(Extracted data Opens)

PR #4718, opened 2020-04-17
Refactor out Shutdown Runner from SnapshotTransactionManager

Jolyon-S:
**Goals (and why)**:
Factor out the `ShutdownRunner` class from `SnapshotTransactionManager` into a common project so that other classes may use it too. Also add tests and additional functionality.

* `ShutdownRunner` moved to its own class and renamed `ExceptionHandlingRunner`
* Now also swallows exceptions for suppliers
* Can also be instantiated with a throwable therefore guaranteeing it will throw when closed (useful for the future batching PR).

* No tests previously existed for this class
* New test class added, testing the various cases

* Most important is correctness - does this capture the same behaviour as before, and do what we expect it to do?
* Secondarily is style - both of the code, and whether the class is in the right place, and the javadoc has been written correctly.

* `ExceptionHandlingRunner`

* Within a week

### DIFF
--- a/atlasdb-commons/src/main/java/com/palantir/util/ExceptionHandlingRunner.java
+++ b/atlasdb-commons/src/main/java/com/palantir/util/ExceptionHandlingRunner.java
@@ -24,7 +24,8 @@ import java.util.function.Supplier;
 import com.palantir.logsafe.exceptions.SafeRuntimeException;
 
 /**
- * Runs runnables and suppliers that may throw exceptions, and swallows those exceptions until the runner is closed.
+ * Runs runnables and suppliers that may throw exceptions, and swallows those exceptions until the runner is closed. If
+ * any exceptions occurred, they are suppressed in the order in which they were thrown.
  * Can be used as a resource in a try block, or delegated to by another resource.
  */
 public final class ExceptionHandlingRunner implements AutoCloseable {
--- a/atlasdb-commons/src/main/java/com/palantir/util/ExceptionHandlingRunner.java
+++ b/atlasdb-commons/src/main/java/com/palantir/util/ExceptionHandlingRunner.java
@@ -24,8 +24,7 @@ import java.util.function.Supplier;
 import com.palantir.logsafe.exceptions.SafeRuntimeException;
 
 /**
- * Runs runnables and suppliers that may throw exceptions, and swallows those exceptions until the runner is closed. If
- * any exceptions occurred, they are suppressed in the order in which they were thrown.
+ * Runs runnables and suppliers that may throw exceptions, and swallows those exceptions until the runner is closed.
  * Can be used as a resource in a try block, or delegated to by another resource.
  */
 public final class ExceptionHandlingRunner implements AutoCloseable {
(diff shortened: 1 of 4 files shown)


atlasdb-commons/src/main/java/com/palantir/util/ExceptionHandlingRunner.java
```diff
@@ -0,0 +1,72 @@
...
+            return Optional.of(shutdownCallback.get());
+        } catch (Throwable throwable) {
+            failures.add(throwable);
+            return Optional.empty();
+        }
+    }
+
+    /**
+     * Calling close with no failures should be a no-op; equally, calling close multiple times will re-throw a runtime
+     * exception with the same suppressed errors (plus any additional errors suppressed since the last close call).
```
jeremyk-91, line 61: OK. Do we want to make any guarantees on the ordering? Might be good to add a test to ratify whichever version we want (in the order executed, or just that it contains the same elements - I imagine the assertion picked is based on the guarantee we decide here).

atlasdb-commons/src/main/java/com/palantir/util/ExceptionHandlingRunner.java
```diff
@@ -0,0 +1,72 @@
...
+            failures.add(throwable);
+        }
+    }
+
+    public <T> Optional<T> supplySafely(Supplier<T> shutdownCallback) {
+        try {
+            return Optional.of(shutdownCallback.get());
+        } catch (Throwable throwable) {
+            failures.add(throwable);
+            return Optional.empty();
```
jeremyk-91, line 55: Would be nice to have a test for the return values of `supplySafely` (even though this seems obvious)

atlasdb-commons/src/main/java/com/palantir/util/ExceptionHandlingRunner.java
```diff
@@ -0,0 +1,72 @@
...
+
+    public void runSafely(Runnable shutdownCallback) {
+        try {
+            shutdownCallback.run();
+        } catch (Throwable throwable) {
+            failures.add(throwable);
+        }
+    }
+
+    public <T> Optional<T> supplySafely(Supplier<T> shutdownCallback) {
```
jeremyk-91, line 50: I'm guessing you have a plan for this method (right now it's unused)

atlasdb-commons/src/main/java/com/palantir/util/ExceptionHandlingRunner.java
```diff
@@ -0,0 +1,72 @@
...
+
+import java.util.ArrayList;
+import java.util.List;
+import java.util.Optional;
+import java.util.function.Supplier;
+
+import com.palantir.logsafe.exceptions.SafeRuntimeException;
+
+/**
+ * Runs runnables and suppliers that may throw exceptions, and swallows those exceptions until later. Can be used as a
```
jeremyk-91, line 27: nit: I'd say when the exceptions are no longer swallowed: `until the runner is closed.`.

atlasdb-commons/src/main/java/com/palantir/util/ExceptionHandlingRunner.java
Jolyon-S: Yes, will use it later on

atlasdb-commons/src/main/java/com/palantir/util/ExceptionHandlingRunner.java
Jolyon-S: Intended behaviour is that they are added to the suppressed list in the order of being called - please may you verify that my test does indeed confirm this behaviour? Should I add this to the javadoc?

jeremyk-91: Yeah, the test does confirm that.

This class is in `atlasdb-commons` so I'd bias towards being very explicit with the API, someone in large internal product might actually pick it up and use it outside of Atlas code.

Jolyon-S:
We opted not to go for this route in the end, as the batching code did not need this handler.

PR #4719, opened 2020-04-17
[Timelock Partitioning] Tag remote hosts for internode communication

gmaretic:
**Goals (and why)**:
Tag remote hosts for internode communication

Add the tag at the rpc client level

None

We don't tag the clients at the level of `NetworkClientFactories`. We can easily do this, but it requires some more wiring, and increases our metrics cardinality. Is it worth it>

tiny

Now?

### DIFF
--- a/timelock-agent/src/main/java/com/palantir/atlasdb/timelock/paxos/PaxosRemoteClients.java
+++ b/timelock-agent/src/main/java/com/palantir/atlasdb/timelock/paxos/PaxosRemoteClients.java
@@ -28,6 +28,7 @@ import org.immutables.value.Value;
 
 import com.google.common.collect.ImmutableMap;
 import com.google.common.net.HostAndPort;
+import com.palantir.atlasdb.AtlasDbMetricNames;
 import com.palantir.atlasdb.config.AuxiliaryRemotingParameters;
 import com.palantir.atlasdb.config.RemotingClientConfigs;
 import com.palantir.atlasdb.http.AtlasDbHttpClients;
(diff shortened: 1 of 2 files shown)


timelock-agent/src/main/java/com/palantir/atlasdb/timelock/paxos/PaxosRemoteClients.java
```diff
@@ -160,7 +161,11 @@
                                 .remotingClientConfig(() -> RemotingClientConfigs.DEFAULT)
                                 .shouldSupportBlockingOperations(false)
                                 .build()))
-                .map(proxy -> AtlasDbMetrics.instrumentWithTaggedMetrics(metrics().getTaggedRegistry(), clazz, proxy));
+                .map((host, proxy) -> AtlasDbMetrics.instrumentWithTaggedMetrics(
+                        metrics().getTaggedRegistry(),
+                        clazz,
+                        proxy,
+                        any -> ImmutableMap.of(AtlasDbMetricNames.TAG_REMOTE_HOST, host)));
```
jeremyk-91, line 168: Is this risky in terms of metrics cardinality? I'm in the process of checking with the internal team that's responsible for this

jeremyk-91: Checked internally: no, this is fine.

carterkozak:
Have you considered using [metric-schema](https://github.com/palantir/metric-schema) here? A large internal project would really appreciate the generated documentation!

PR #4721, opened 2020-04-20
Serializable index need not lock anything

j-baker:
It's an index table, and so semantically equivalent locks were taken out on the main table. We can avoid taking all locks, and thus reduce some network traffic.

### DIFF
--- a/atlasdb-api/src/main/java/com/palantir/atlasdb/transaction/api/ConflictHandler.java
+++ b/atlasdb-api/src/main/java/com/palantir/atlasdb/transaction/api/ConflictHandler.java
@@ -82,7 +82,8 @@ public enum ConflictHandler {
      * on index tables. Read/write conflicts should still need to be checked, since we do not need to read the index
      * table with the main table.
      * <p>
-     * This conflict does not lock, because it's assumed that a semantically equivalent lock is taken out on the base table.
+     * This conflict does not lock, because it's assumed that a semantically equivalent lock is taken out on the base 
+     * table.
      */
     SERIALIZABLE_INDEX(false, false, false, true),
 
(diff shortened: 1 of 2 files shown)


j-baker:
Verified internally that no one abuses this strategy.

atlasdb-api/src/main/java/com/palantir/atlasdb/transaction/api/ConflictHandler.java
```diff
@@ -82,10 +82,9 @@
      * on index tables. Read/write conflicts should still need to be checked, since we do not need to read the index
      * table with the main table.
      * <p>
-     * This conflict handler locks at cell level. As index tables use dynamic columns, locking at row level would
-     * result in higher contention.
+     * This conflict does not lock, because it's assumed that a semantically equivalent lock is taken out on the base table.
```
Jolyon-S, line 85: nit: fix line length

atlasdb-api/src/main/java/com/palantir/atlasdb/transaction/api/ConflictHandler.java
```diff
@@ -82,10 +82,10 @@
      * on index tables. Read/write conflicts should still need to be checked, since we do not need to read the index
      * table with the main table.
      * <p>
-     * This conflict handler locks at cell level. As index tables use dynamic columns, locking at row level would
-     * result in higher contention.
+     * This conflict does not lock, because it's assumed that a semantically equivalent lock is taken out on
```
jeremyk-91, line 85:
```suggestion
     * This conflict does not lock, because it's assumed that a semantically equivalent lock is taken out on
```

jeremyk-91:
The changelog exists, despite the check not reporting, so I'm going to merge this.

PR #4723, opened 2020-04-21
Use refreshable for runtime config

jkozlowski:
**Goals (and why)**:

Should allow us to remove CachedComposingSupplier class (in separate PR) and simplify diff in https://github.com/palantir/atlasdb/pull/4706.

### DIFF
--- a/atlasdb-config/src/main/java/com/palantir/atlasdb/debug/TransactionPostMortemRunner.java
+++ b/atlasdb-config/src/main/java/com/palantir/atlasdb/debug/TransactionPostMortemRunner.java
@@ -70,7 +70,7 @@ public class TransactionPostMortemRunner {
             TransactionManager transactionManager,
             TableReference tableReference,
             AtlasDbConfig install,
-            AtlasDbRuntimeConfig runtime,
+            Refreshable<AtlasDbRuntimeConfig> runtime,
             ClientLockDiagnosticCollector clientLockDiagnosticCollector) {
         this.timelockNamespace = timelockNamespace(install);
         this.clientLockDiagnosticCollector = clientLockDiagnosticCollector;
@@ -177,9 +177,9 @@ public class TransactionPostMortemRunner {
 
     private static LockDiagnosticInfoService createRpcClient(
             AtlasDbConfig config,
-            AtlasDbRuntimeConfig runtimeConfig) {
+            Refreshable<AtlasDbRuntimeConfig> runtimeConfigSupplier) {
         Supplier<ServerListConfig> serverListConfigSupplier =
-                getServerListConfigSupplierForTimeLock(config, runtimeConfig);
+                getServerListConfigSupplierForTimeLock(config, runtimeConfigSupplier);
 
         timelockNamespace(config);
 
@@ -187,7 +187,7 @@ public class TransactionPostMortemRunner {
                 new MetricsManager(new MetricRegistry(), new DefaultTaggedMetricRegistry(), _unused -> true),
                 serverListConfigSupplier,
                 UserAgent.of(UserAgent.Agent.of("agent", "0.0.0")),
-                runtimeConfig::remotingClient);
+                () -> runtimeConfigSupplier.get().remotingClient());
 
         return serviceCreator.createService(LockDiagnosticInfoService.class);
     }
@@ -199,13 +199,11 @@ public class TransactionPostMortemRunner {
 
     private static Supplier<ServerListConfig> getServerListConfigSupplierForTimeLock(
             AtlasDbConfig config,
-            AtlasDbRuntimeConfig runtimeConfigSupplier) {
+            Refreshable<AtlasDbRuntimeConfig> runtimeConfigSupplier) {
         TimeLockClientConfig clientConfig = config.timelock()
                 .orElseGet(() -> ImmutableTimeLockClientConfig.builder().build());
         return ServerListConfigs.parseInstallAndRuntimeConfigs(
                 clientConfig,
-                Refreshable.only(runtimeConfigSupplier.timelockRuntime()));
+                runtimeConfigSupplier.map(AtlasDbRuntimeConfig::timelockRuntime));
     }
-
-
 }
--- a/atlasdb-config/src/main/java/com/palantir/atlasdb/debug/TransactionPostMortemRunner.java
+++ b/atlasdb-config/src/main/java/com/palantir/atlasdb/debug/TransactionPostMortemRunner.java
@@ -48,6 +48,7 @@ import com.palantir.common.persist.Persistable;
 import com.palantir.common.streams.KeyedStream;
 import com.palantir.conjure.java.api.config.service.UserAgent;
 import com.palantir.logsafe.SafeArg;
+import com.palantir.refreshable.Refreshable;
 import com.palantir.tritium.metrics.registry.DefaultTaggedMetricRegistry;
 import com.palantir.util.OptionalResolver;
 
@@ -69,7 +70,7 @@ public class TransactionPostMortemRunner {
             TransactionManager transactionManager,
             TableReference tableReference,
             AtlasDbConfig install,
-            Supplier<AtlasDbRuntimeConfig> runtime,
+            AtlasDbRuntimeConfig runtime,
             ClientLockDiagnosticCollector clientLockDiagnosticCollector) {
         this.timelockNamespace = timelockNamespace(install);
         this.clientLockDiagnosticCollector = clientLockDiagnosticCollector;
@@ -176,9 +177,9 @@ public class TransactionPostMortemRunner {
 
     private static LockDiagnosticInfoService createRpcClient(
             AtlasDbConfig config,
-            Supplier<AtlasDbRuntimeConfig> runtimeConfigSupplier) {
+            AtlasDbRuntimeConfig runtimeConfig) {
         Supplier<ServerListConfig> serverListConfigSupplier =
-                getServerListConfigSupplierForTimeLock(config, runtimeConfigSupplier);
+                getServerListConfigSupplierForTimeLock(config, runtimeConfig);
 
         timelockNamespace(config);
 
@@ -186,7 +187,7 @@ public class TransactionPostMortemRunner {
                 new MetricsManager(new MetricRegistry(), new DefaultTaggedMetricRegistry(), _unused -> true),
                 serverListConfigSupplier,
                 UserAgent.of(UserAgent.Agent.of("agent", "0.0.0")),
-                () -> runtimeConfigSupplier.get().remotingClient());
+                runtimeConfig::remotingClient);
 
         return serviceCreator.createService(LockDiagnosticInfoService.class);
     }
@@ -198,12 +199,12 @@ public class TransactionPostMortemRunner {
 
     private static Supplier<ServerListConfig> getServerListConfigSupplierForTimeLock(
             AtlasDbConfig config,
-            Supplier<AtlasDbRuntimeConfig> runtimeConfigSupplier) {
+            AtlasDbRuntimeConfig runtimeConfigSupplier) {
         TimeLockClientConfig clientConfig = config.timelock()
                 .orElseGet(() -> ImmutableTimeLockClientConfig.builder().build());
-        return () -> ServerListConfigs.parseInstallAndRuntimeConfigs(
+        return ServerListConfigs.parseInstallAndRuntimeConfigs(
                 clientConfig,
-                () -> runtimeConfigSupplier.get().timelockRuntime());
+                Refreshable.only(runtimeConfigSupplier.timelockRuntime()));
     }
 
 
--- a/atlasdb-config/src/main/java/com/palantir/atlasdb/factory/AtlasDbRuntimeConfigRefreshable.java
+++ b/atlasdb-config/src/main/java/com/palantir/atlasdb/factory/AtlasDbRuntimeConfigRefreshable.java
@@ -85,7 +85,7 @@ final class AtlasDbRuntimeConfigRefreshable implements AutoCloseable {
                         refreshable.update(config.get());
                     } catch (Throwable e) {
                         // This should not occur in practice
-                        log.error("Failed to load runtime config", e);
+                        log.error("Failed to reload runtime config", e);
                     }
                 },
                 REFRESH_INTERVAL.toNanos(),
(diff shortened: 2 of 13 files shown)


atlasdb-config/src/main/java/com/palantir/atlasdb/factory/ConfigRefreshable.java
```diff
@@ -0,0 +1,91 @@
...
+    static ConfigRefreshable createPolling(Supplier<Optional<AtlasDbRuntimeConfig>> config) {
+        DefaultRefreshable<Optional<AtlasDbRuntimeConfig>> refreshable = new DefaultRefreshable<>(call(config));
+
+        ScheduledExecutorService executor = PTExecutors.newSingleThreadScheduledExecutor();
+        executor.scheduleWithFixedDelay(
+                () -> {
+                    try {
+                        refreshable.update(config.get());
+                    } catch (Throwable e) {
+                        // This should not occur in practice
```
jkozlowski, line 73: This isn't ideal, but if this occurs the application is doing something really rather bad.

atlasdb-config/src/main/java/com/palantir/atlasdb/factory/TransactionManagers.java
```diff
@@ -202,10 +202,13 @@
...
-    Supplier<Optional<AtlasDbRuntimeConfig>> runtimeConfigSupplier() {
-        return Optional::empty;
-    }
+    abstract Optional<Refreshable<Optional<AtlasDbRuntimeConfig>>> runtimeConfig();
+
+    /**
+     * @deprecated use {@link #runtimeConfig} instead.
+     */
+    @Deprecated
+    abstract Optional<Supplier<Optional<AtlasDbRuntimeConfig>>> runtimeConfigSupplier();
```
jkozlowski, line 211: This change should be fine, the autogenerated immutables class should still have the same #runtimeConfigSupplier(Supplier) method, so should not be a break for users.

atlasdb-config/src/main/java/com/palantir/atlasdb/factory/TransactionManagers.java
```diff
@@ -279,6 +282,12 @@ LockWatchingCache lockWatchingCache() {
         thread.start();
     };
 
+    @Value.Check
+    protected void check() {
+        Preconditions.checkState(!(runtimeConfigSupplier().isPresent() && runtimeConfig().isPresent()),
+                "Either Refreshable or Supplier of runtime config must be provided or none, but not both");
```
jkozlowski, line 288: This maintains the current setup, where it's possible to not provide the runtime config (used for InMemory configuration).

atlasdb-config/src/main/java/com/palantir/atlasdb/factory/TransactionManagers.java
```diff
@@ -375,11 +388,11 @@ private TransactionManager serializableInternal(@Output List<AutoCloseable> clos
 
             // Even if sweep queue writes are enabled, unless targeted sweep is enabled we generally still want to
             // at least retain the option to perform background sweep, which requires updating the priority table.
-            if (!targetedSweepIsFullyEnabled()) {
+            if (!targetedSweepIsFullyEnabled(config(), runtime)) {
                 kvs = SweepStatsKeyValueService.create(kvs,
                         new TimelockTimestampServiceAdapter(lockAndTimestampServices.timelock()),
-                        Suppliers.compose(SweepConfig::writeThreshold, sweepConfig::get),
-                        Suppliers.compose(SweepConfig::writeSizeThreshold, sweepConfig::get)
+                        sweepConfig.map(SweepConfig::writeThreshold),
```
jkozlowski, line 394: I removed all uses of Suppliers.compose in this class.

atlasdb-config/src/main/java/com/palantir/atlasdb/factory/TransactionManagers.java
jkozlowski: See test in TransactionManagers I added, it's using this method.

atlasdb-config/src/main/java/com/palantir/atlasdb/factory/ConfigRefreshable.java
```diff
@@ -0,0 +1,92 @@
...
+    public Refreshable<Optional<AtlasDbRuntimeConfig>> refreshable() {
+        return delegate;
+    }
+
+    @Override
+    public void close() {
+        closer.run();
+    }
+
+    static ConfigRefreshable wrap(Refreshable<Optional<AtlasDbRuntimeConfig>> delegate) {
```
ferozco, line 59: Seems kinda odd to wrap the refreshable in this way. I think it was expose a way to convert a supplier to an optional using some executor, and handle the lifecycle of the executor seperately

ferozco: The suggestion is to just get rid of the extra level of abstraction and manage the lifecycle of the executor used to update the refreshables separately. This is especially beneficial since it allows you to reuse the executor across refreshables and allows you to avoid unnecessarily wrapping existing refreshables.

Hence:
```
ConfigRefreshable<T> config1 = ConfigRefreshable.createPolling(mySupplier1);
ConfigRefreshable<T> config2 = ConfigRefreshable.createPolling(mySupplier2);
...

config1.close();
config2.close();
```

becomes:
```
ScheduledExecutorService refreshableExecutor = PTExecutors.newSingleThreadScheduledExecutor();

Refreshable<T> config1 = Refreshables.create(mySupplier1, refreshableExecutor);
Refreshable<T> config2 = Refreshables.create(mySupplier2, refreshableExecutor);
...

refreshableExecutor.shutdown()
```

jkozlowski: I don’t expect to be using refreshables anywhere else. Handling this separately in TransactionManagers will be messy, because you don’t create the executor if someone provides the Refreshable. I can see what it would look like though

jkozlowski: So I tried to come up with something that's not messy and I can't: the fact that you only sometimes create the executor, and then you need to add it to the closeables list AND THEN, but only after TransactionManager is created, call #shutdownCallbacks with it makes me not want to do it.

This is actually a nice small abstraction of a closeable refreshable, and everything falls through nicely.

(Extracted data Closes)

Exercise description - Beginning with the very first line of the records above, please retype each line through the one that has "expect it to do?", and add nothing.

Response to the task -
PR #4718, opened 2020-04-17
Refactor out Shutdown Runner from SnapshotTransactionManager

Jolyon-S:
**Goals (and why)**:
Factor out the `ShutdownRunner` class from `SnapshotTransactionManager` into a common project so that other classes may use it too. Also add tests and additional functionality.

* `ShutdownRunner` moved to its own class and renamed `ExceptionHandlingRunner`
* Now also swallows exceptions for suppliers
* Can also be instantiated with a throwable therefore guaranteeing it will throw when closed (useful for the future batching PR).

* No tests previously existed for this class
* New test class added, testing the various cases

* Most important is correctness - does this capture the same behaviour as before, and do what we expect it to do?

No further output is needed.